#### Records provided

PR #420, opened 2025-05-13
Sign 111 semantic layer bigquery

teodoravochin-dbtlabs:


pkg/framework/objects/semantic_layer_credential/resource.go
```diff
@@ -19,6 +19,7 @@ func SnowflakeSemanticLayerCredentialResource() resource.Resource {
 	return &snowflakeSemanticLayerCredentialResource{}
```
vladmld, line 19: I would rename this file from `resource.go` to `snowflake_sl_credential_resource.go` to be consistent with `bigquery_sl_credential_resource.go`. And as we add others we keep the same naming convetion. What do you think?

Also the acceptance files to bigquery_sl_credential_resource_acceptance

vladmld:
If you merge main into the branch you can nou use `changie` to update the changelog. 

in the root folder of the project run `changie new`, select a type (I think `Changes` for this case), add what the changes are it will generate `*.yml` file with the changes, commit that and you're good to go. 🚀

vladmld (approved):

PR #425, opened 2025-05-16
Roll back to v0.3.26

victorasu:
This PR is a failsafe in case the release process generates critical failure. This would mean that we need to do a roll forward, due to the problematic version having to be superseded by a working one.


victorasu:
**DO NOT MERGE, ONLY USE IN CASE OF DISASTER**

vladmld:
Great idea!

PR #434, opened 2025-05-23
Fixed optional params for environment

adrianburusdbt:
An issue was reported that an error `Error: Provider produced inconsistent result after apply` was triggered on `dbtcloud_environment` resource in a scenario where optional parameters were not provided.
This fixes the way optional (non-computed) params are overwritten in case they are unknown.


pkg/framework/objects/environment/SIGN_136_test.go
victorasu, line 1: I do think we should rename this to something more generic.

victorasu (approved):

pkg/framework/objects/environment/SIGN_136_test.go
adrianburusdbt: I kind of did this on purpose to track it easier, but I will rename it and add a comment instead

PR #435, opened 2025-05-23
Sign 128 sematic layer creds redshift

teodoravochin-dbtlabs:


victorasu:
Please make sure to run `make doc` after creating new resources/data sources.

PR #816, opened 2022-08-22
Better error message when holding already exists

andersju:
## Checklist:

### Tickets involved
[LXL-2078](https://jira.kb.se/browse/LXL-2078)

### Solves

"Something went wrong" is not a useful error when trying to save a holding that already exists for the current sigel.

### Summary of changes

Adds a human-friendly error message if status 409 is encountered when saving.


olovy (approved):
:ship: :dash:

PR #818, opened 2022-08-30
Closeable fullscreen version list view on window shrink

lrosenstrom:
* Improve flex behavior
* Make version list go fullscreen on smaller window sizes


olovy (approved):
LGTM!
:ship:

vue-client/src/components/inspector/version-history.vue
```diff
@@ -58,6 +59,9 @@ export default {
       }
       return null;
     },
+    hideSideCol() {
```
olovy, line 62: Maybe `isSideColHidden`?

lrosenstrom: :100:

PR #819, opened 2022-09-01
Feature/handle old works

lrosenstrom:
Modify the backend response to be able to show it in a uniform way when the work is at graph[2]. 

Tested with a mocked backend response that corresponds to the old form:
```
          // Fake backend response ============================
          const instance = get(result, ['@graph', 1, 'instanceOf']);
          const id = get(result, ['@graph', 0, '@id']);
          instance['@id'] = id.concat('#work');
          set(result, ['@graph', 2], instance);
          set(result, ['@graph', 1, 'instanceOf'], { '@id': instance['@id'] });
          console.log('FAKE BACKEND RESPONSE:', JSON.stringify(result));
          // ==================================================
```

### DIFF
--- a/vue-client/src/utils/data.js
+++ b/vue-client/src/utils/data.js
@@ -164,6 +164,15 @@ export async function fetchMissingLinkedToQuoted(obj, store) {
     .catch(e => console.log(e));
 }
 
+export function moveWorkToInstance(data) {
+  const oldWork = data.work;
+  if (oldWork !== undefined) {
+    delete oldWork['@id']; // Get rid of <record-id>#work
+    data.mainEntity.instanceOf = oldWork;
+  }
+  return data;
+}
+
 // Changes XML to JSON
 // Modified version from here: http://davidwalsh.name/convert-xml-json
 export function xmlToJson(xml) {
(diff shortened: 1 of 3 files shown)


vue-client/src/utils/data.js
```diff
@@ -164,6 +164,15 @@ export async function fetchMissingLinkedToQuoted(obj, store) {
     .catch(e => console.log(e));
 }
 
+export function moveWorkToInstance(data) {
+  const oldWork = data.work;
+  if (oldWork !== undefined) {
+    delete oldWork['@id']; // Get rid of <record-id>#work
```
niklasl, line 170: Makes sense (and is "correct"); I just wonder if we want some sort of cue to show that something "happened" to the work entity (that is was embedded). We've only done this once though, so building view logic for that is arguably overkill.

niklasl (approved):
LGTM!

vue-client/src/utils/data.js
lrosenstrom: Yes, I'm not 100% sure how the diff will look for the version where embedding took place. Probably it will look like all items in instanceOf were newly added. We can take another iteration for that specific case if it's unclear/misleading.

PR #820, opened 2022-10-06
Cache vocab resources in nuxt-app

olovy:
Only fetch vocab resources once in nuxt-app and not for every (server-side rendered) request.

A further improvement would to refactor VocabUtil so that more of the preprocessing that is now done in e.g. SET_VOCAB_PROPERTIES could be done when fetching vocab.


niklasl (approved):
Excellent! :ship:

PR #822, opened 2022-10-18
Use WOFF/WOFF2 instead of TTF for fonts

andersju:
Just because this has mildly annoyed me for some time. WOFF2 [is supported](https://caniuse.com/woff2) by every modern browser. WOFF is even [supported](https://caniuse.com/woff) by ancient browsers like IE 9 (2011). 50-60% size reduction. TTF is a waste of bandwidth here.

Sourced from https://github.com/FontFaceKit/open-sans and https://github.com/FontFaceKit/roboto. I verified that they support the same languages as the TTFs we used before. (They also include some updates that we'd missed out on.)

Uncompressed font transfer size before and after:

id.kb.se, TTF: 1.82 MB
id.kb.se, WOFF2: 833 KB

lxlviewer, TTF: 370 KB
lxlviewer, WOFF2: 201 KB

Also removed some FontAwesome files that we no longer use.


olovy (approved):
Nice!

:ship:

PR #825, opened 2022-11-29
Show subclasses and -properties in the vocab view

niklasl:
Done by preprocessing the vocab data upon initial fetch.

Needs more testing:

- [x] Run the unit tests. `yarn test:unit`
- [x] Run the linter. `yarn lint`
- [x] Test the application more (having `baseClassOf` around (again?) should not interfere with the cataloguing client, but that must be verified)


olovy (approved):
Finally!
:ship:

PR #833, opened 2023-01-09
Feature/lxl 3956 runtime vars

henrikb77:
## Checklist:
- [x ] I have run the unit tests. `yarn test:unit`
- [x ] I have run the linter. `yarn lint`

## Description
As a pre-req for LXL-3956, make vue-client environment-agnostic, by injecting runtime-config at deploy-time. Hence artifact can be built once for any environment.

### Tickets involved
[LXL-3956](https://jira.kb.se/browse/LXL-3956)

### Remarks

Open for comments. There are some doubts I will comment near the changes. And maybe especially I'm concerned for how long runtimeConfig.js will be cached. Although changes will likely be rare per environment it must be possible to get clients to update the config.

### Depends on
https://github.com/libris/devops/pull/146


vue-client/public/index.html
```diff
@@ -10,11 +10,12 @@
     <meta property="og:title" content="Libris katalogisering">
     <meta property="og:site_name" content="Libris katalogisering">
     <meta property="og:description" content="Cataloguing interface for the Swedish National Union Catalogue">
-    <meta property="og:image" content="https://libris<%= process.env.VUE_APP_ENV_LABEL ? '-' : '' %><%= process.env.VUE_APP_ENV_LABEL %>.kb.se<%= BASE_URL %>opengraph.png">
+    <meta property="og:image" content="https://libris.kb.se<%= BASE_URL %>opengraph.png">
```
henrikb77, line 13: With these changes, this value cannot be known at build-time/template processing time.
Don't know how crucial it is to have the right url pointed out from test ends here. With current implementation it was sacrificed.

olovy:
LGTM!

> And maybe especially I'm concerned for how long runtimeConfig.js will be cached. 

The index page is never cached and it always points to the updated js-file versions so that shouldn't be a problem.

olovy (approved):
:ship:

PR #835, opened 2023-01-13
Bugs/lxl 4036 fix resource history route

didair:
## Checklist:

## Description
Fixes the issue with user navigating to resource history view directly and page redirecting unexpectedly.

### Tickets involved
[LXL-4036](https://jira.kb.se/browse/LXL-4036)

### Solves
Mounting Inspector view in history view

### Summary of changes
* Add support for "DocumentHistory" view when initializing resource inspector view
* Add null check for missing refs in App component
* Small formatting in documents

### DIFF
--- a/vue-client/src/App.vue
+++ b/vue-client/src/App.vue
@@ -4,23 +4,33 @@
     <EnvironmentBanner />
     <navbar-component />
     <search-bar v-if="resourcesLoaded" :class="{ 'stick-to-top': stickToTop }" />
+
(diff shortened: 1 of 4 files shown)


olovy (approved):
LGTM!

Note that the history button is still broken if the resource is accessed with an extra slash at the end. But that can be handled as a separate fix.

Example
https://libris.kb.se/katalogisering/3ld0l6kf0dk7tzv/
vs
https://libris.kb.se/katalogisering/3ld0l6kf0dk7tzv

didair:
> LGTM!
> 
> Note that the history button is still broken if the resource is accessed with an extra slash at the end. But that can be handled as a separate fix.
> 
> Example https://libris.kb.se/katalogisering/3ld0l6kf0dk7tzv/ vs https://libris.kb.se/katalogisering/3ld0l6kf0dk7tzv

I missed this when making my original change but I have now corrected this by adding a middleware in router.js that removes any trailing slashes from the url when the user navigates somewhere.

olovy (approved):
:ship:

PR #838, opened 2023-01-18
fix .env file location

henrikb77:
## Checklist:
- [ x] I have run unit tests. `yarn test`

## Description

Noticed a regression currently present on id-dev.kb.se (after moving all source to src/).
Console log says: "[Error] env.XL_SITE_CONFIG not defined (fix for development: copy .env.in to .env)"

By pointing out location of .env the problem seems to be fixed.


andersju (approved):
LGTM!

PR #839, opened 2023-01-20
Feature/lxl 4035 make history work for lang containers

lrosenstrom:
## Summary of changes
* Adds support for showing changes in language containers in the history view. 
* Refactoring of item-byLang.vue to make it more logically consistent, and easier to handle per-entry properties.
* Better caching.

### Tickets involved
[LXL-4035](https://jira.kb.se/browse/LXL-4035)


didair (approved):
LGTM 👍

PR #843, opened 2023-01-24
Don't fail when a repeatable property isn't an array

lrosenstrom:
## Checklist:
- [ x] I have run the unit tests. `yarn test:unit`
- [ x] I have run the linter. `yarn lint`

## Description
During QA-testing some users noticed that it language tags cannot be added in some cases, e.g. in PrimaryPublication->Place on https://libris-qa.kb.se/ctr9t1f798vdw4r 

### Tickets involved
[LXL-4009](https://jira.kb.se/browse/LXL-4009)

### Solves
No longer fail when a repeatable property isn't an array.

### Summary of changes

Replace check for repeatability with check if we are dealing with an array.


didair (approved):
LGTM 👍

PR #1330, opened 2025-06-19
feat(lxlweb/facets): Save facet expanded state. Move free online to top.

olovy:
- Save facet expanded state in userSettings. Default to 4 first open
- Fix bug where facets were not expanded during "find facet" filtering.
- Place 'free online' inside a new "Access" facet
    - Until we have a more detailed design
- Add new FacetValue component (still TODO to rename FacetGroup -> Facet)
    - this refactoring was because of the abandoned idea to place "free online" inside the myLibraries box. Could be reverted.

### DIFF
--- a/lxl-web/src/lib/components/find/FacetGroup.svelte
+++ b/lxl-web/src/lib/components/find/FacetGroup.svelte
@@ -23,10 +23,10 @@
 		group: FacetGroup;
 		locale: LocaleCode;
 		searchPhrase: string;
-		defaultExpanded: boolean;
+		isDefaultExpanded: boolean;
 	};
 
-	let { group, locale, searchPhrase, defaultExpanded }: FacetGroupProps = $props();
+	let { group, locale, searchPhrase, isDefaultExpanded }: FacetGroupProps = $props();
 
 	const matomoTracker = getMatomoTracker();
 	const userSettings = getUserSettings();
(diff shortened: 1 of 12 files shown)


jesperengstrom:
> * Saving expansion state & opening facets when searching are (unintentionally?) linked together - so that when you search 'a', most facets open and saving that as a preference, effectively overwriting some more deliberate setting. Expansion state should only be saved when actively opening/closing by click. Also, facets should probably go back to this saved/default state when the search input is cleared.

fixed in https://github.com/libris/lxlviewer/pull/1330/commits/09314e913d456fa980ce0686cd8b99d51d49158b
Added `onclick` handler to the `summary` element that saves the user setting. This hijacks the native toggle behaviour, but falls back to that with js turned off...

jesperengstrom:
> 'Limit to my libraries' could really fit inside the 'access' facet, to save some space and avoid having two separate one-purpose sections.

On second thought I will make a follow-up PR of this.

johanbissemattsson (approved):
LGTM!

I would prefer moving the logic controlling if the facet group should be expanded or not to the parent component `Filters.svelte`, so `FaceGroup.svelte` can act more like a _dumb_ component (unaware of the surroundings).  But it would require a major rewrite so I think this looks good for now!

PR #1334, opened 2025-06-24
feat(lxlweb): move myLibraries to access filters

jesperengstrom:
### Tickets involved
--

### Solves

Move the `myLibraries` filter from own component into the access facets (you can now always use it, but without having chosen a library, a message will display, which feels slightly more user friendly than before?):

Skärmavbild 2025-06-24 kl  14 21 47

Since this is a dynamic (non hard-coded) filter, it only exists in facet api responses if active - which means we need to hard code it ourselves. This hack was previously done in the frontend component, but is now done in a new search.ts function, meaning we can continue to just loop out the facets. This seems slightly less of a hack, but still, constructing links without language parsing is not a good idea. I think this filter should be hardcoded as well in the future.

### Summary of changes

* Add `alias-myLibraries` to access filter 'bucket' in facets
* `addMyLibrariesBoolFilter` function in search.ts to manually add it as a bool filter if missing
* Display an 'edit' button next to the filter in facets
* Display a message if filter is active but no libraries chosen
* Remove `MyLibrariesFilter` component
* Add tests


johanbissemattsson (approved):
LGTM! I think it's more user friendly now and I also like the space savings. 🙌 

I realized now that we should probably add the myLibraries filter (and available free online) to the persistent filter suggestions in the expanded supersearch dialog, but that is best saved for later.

#### Required work
In the listing above, start at the line with "--- a/vue-client/src/App.vue", go on through the line with "(diff shortened: 1 of 4 files shown)", and copy each of those lines exactly; leave out all the rest.

#### Task result
--- a/vue-client/src/App.vue
+++ b/vue-client/src/App.vue
@@ -4,23 +4,33 @@
     <EnvironmentBanner />
     <navbar-component />
     <search-bar v-if="resourcesLoaded" :class="{ 'stick-to-top': stickToTop }" />
+
(diff shortened: 1 of 4 files shown)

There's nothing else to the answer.